§ Instructions to follow
Please repeat the lines below exactly. Begin with the line containing "PR #389, opened 2022-01-24" and go on through the line containing "### LINKED ISSUE #388: Enable".

§ Provided records
________________________
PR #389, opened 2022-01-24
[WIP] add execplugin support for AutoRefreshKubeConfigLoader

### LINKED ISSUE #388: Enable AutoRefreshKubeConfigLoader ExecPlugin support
________________________
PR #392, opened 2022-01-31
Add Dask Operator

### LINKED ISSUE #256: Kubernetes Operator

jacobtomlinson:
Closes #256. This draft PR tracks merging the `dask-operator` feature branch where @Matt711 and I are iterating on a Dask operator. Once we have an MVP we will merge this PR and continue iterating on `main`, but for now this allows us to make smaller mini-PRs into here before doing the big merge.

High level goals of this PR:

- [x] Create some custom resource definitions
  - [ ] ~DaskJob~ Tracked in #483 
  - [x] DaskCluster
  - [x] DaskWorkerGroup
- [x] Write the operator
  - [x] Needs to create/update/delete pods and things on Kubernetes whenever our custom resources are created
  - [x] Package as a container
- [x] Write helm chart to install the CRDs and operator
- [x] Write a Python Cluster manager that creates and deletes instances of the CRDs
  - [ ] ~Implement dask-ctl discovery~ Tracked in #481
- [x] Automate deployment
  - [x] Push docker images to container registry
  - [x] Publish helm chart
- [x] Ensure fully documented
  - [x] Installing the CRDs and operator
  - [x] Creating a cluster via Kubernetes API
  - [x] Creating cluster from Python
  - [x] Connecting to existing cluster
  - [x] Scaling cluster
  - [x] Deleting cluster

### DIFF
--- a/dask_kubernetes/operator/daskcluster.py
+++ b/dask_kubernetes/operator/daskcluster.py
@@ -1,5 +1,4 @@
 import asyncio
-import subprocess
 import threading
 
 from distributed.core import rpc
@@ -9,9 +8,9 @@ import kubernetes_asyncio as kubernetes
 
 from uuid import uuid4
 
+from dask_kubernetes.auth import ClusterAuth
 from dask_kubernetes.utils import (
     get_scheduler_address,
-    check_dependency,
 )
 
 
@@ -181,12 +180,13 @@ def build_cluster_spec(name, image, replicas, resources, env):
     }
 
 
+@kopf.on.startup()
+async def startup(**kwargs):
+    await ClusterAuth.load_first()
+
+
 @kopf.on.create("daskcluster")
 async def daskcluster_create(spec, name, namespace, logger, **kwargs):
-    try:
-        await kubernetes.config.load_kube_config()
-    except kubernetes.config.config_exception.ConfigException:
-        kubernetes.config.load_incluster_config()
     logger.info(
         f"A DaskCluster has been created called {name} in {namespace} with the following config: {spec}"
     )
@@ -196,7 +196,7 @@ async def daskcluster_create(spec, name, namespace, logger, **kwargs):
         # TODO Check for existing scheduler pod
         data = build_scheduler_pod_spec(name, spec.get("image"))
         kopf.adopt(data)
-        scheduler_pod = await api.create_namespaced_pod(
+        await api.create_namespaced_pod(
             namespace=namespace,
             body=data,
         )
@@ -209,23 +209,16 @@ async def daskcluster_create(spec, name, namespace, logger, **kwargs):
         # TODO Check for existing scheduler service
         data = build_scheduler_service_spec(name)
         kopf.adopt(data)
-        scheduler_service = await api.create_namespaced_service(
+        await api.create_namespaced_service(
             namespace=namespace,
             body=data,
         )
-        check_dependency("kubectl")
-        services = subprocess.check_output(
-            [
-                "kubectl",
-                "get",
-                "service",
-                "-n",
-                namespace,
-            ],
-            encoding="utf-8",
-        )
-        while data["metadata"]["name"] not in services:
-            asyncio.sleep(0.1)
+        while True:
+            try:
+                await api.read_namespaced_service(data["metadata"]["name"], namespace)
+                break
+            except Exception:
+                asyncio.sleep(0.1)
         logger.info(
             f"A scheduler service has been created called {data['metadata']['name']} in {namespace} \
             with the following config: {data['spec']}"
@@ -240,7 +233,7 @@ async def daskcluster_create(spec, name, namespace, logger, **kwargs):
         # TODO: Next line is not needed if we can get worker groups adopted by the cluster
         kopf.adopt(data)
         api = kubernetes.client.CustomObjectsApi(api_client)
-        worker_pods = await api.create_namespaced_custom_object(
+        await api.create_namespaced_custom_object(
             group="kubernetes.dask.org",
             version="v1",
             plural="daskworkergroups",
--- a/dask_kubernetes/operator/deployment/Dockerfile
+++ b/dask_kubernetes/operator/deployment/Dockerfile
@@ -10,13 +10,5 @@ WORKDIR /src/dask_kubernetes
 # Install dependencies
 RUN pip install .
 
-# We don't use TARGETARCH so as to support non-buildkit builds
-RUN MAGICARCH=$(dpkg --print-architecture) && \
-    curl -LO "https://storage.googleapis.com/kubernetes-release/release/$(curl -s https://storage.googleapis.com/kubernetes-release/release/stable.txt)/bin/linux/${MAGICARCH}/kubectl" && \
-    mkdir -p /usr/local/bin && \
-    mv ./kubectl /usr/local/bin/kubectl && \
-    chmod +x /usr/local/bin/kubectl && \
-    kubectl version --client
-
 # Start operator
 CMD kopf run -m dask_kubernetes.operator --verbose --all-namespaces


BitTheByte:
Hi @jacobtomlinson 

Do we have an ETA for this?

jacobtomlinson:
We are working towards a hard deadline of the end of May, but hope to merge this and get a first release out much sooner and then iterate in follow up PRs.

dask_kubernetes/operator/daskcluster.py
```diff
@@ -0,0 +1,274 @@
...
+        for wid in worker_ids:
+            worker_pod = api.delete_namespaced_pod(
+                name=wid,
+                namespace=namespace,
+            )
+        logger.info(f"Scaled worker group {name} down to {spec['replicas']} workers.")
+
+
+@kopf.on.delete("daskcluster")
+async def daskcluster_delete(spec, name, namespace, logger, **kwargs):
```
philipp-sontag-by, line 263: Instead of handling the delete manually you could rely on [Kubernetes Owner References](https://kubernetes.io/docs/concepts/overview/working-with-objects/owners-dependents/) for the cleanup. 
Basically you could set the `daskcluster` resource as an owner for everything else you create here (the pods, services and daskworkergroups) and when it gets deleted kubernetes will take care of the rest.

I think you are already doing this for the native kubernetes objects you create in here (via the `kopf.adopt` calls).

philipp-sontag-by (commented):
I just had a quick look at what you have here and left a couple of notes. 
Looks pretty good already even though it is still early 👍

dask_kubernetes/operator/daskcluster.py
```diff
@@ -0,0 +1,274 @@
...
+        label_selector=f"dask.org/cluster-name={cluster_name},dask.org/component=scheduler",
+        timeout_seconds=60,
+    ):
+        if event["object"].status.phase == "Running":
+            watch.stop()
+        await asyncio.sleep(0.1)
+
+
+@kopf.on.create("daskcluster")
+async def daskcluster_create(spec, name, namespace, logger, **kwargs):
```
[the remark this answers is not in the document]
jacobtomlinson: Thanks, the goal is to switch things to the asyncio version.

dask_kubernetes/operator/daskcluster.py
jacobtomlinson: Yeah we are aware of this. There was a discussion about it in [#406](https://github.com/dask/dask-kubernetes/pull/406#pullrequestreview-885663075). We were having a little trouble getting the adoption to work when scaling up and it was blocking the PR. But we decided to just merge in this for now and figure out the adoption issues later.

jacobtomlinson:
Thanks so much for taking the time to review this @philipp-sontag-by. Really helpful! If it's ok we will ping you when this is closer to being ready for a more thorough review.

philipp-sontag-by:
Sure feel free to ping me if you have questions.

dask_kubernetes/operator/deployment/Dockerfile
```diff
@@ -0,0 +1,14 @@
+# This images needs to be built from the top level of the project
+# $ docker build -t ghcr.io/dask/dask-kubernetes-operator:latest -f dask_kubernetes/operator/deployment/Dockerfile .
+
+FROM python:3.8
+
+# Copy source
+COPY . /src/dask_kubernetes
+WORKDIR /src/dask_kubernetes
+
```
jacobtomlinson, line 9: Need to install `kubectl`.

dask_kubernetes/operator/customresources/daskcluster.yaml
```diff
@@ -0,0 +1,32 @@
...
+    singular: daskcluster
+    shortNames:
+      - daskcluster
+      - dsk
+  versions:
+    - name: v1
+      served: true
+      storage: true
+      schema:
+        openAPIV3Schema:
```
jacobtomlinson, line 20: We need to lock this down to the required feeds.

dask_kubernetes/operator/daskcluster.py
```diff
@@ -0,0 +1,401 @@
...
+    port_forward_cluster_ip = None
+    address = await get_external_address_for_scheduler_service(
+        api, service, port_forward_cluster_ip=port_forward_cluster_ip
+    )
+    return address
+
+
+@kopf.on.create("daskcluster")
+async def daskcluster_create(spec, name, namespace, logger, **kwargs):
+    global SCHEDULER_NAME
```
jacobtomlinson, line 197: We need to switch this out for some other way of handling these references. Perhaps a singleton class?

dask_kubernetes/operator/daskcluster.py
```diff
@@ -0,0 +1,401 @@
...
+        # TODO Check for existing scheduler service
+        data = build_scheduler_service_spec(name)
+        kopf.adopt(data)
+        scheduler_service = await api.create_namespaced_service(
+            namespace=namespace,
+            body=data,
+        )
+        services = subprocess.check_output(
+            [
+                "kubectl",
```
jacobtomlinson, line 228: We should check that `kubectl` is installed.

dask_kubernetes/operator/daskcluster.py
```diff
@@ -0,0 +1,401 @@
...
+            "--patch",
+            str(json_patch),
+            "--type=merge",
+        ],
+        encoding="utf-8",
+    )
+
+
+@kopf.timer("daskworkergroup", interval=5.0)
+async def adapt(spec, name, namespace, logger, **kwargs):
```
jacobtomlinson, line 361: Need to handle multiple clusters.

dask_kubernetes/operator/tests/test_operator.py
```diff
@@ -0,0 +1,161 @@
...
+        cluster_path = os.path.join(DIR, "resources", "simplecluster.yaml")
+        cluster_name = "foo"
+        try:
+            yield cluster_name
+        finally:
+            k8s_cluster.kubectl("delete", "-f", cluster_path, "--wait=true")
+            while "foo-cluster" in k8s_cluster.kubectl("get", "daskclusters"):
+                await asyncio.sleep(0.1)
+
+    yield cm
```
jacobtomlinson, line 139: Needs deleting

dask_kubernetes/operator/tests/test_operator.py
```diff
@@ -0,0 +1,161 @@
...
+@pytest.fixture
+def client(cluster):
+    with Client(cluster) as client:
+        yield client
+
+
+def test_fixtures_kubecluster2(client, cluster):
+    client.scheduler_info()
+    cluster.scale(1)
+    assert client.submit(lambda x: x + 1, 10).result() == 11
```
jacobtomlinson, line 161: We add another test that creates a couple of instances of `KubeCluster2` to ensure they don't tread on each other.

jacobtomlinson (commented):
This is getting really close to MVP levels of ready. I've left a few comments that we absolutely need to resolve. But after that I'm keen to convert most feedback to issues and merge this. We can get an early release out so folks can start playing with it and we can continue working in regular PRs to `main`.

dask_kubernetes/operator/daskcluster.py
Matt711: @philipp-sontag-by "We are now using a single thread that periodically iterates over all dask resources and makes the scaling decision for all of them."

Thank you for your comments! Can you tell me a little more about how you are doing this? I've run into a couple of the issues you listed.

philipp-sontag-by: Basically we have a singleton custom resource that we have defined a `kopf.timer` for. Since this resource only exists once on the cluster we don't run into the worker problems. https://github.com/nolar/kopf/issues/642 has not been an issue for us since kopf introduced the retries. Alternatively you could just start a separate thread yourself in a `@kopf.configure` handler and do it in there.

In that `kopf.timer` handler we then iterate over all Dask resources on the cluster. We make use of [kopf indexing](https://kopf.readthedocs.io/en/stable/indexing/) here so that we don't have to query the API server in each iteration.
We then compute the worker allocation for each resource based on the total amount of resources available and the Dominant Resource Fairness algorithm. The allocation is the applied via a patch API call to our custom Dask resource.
________________________
§ Result of the task
PR #389, opened 2022-01-24
[WIP] add execplugin support for AutoRefreshKubeConfigLoader

### LINKED ISSUE #388: Enable AutoRefreshKubeConfigLoader ExecPlugin support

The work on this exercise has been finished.